One of the most interesting aspects was to see how plasma proteomics is being run at large scale in both Germany and Denmark. There were two talks that stood out to me: one focused on discovery and diagnostics, showing how plasma proteomics is being used at scale in Denmark to support diagnostic development and biomarker discovery; the other focused on large-scale reproducibility studies in Germany, including work from the Helmholtz environment, where thousands of samples are analyzed across leading proteomics laboratories using both Olink and discovery mass spectrometry.
What is the state of the Nordic proteomics ecosystem more broadly?
I would describe the Nordic proteomics ecosystem as very strong. The Nordic countries are major contributors to the field and have excellent national infrastructures with high capacity to run many different proteomics platforms.
This includes affinity-based proteomics, targeted proteomics, mass spectrometry-based proteomics, spatial proteomics and proteomics applied not only to blood, but also to cells, tissues and other sample types. These technologies can be combined with the high-quality biobanks available in the Nordic countries.
The Nordic countries have also been very good at collecting, categorising and following human biological material and disease cohorts over long periods of time. This creates a potential goldmine for future precision medicine.
Another strength is the innovation ecosystem. The region has generated companies and technologies across different parts of the proteomics value chain. Examples include Olink Proteomics in affinity-based plasma proteomics,ProteomEdge in qRePS-based targeted absolute protein quantification, and Evosep in LC-MS sample preparation and separation workflows. I am part of the scientific co-founder team behind ProteomEdge, which is one example of how methods developed in academic environments such as KTH, SciLifeLab and the Human Protein Atlas can be translated into tools for broader research use.
Do you currently collaborate with researchers or institutions in Norway — or do you see opportunities for closer collaboration?

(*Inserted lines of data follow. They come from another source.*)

PR #729, opened 2020-04-05
Add more learner-friendly explanation and missing test for ambiguous column error

danielhollas:

This PR is a followup on #717, adding a more detailed explanation to a rather cryptic ambiguous column error. I also added a missing test.

No.

I added a missing test.

### Risks involved
To avoid deleting existing translations, I added the new message as a separate string.
It looks a bit ugly in the code but is translator-friendly (I checked that more than 8 lang translated the error already). But LMK if you want to change it, it's not a deal-breaker.

No.

The following code triggers the error at http://localhost:8000/demos/simple/sql.html
```sql
CREATE TABLE student_grades (id INTEGER, grade INTEGER);
INSERT INTO students VALUES (1, "Brian", 3);
INSERT INTO student_grades VALUES (1, 95);
SELECT id FROM students INNER JOIN student_grades on students.id = student_grades.id;
```
image

### DIFF
--- a/js/output/sql/sql-output.js
+++ b/js/output/sql/sql-output.js
@@ -102,6 +102,14 @@ window.SQLOutput = Backbone.View.extend({
             const colName = errorMessage.split(ambColStr)[1].trim();
             errorMessage = i18n._("Ambiguous column name \"%(colName)s\".",
                 {colName});
+            // Note(danielhollas): Added a more helpful text as a separate string
+            // to preserve existing translations.
+            // I18N: This Oh Noes message follows "Ambiguous column name" SQL error
+            // I18N: Keep the space at the beginning of string.
+            errorMessage += " " + i18n._("Multiple tables that you're joining " +
+               "contain a column with that name. To use that column in your query, " +
+               "specify the table of the column. Example: firstTable.\"%(colName)s\"",
+                {colName});
         }
         const unknownColStr = "no such column:";
         const unknownColError = sqliteError.indexOf(unknownColStr) > -1;
--- a/js/output/sql/sql-output.js
+++ b/js/output/sql/sql-output.js
@@ -105,11 +105,9 @@ window.SQLOutput = Backbone.View.extend({
             // Note(danielhollas): Added a more helpful text as a separate string
             // to preserve existing translations.
             // I18N: This Oh Noes message follows "Ambiguous column name" SQL error
-            // I18N: Keep the space at the beginning of string.
             errorMessage += " " + i18n._("Multiple tables that you're joining " +
-               "contain a column with that name. To use that column in your query, " +
-               "specify the table of the column. Example: firstTable.\"%(colName)s\"",
-                {colName});
+               "contain a column with that name. Specify the name of the table that " +
+               "contains the column, using the format \"tableName.columnName\".");
         }
         const unknownColStr = "no such column:";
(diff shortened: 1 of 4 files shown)


js/output/sql/sql-output.js
```diff
@@ -102,6 +102,14 @@ window.SQLOutput = Backbone.View.extend({
             const colName = errorMessage.split(ambColStr)[1].trim();
             errorMessage = i18n._("Ambiguous column name \"%(colName)s\".",
                 {colName});
+            // Note(danielhollas): Added a more helpful text as a separate string
+            // to preserve existing translations.
+            // I18N: This Oh Noes message follows "Ambiguous column name" SQL error
+            // I18N: Keep the space at the beginning of string.
+            errorMessage += " " + i18n._("Multiple tables that you're joining " +
+               "contain a column with that name. To use that column in your query, " +
+               "specify the table of the column. Example: firstTable.\"%(colName)s\"",
```
pamelafox, line 111: Hm, seeing it in the screenshot, the example is throwing me off. It's weird for me to see a generic table name (firstTable) and then a specific column name (id). It's halfway between being an example and being the real thing.
 
Another idea is this sentence instead of "To use..."
"Specify the name of the table that contains the column, using the format "tableName.columnName".
(I'm not sure we need "to use that column in your query", since the error implies they are trying to use it, right?")
What do you think? What's most helpful?

js/output/sql/sql-output.js
```diff
@@ -102,6 +102,14 @@ window.SQLOutput = Backbone.View.extend({
             const colName = errorMessage.split(ambColStr)[1].trim();
             errorMessage = i18n._("Ambiguous column name \"%(colName)s\".",
                 {colName});
+            // Note(danielhollas): Added a more helpful text as a separate string
+            // to preserve existing translations.
+            // I18N: This Oh Noes message follows "Ambiguous column name" SQL error
+            // I18N: Keep the space at the beginning of string.
+            errorMessage += " " + i18n._("Multiple tables that you're joining " +
```
pamelafox, line 109: I'm fine with leaving "Ambiguous column name" as a prefix to the error.

js/output/sql/sql-output.js
danielhollas: Agreed, I was not very satisfied either. I'll change it tomorrow. We do have access to the SQL statement that throws the error so we could try to extract at least one table name with some clever regexing. LMK if you think I should pursue that.

pamelafox: I don't think it's worth it, since it's possible they mean the other table, right?

danielhollas:
Updated wording (and rebased on master)

image

Another option how to help student would be to mention this in the SQL documentation, perhaps for [inner join and outer join](https://www.khanacademy.org/computer-programming/sql-join-on-tables/5409956539006976).

js/output/sql/sql-output.js
danielhollas: @pamelafox right, good point, that would actually perhaps make it more confusing. I updated the wording and rebased on master, see comment below. Thanks!

danielhollas:
@pamelafox I've also fixed the SQL demo page, Oh Noes was unhappy about "char" and "int".

image

pamelafox:
I think the talkie does mention it, per this transcript screenshot?

Screen Shot 2020-04-08 at 3 45 24 PM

We have already established research collaborations with the University of Tromsø. We are helping with the analysis of samples and are planning to analyze samples from the Tromsø Study.
Since the aim is to assess cardiovascular risk, we are considering ApoEdge, which covers the full apolipoprotein panel, combined with genotyping of the LPA Kringle IV repeat region. This is relevant because variation in the LPA gene, particularly the number of kringle IV type 2 repeats, is linked to lipoprotein(a) levels and cardiovascular risk. This is something that targeted mass spectrometry can quantify directly, giving the technology a clear advantage over other available analytical platforms.
More broadly, I see many opportunities for closer Nordic collaboration in plasma proteomics. Norway has strong clinical cohorts, excellent research environments and increasing infrastructure in proteomics and mass spectrometry. Combining these strengths with large-scale proteomics workflows and Nordic biobank expertise could be very powerful.
What developments in plasma proteomics are you most excited about?
I am particularly interested in seeing how these technologies can be introduced at larger scale within healthcare. I am currently working with Region Stockholm and Karolinska University Hospital to explore how this could be implemented more directly.
The hope is that plasma proteomics, large-scale proteomics and machine learning methods together can provide more definitive answers that support better-informed clinical decision-making.
A key challenge is the time from blood sample to analytical result. I hope this time aspect can be solved in the near future. I believe that the connection between affinity-based proteomics and mass spectrometry-based proteomics will be central here.
Overall, I think there are strong reasons to believe that plasma proteomics can become an important method for precision medicine and future healthcare.